- What to work on -
Count the lines below that carry the word "await". Answer with that number alone.

- Available data -
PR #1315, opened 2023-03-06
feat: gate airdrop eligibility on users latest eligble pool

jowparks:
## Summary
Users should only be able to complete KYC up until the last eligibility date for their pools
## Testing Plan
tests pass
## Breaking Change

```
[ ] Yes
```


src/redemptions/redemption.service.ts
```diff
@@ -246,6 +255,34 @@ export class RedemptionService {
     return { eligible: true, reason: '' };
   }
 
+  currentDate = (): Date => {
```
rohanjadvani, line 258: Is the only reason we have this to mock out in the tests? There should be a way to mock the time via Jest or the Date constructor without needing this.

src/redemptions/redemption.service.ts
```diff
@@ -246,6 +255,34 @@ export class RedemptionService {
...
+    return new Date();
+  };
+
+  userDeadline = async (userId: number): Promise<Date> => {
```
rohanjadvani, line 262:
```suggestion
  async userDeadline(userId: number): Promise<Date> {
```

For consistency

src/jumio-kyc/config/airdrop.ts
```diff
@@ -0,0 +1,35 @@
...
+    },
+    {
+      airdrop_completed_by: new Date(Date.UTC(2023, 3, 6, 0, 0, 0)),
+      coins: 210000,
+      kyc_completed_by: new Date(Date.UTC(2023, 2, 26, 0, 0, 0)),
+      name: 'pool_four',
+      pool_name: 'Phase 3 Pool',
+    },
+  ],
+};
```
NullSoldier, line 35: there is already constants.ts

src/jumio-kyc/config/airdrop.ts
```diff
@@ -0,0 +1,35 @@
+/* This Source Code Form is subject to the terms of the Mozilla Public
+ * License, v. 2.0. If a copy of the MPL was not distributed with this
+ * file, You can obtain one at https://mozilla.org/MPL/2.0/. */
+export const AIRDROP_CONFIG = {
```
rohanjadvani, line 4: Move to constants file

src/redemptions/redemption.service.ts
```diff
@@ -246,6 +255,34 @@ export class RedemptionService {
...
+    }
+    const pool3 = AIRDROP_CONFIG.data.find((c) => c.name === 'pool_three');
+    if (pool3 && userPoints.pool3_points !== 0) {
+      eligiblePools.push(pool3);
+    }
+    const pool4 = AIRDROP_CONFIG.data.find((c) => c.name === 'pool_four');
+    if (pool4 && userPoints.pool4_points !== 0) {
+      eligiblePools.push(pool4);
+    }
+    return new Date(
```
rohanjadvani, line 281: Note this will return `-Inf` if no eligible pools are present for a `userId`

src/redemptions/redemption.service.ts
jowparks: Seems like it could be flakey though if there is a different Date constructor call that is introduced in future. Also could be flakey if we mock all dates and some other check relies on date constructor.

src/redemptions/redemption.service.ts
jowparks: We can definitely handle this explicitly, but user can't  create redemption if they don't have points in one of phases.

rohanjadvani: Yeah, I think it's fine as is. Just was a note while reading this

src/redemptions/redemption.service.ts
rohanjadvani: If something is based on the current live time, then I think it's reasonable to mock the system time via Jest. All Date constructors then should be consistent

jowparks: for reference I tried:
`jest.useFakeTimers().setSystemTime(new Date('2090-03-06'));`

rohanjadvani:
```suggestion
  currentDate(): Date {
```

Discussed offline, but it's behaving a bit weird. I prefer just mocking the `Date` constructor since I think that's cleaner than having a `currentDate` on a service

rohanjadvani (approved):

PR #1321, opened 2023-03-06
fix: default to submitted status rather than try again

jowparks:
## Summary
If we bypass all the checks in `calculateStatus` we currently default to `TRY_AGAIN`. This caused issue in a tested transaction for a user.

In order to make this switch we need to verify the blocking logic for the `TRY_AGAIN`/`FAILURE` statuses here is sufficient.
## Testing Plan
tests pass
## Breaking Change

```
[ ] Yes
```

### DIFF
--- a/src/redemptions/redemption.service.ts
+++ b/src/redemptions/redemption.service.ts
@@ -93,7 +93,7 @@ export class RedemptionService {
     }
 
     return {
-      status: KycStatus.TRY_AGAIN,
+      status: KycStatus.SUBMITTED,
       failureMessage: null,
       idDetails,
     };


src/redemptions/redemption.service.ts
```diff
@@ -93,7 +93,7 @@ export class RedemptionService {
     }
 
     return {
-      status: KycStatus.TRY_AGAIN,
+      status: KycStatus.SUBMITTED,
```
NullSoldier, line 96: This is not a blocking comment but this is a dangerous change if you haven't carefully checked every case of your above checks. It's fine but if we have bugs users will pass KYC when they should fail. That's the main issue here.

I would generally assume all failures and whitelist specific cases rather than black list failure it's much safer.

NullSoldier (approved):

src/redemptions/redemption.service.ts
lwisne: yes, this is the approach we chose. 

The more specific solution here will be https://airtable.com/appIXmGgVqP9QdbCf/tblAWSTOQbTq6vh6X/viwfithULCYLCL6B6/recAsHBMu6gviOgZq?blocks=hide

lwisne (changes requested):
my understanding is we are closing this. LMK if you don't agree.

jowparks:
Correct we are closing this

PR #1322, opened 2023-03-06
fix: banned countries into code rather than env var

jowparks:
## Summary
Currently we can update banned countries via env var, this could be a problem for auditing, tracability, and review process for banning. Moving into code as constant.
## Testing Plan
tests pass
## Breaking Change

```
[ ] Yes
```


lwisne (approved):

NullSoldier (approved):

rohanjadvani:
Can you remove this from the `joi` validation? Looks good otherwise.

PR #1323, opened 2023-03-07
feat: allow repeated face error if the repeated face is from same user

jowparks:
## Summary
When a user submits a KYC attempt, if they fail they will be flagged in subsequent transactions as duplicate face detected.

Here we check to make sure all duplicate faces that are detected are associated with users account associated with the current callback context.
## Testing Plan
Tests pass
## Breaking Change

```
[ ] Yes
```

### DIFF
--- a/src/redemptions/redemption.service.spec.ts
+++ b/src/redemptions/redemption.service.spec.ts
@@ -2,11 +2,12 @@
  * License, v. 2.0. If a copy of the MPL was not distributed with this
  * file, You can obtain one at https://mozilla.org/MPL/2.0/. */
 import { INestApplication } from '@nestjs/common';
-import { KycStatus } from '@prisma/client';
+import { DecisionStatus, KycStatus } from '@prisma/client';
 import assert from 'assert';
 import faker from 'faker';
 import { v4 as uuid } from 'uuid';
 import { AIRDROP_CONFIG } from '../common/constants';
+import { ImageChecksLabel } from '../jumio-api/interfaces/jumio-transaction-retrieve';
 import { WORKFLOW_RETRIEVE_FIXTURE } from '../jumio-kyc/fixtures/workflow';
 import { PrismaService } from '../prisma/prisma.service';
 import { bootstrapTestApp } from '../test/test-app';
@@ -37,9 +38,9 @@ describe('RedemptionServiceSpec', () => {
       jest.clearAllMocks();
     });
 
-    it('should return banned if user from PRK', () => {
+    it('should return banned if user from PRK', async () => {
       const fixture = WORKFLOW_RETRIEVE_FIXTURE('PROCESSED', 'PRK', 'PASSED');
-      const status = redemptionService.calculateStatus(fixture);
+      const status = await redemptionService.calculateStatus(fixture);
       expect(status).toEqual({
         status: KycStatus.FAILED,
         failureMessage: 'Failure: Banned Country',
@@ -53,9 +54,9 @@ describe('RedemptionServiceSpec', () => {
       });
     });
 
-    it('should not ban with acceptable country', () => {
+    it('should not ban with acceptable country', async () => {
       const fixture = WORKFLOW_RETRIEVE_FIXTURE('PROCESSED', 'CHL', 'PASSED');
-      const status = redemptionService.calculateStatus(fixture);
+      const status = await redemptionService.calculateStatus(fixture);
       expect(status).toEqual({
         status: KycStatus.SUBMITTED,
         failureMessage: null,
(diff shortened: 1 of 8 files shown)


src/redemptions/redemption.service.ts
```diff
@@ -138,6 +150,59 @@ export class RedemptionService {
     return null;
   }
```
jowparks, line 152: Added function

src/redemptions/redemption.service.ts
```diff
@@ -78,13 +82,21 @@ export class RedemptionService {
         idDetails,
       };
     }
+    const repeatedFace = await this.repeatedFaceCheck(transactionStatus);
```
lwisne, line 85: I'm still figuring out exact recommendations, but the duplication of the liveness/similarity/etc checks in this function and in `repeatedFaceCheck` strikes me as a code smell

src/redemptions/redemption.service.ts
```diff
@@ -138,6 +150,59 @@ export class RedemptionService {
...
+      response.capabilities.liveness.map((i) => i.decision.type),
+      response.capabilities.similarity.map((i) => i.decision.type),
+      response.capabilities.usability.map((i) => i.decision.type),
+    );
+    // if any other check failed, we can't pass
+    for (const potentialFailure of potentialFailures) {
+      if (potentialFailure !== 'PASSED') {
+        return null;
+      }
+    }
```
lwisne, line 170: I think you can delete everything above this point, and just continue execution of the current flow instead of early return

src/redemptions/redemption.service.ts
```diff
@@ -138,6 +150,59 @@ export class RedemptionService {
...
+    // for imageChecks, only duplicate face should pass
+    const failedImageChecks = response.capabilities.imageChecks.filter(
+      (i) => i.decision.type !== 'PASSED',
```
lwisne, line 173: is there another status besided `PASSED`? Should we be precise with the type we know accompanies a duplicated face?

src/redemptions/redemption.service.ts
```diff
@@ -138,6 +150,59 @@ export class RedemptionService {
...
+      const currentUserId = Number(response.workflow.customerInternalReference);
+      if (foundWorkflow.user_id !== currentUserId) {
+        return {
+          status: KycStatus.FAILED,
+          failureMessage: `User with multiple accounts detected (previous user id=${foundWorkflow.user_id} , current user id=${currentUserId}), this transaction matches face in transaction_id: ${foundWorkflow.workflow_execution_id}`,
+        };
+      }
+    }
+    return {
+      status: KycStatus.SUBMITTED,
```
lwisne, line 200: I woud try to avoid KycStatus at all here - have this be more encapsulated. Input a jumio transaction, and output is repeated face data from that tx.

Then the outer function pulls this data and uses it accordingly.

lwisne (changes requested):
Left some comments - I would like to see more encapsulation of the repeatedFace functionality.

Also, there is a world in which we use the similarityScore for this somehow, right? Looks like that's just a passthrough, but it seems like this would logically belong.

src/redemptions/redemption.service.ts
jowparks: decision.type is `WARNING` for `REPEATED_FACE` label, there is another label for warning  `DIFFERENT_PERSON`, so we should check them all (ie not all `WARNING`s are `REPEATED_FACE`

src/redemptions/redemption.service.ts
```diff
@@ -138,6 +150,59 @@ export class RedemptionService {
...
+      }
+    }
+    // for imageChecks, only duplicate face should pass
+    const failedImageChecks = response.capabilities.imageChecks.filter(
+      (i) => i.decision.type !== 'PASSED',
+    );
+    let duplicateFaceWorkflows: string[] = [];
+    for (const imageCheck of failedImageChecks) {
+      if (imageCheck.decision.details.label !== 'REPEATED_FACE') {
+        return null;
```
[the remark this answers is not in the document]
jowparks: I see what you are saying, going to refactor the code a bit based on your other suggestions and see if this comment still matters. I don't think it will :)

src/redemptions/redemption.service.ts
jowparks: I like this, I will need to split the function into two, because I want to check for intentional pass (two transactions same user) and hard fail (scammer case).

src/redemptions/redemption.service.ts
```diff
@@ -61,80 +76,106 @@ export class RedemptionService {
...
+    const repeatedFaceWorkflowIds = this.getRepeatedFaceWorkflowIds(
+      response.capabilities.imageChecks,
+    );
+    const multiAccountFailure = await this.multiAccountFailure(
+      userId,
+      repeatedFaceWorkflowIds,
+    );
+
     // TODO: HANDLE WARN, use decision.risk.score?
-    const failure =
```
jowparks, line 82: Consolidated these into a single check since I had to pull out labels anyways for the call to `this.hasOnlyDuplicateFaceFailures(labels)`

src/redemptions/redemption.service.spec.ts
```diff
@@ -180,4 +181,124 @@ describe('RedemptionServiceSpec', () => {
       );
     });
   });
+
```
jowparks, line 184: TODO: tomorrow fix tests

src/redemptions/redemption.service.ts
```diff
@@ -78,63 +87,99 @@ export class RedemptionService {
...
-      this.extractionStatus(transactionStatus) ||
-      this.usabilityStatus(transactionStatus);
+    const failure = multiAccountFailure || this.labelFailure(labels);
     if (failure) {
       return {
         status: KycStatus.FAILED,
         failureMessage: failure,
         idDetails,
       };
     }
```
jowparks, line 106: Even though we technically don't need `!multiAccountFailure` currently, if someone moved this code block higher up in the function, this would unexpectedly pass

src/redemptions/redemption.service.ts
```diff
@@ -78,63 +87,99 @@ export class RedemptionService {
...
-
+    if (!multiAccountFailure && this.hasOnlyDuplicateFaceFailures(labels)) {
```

- Response area -
4